DATASET SECTION:
———
PR #1119, opened 2020-08-06
Prepare for v1.6.4-rc1 release

### LINKED ISSUE #711: Duplicate IP Addresses for pods w/o host network

mogren:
———
WHAT IS EXPECTED: Everything in the material above is to be copied exactly.

SOLUTION TO THIS EXERCISE:
PR #1119, opened 2020-08-06
Prepare for v1.6.4-rc1 release

### LINKED ISSUE #711: Duplicate IP Addresses for pods w/o host network

mogren:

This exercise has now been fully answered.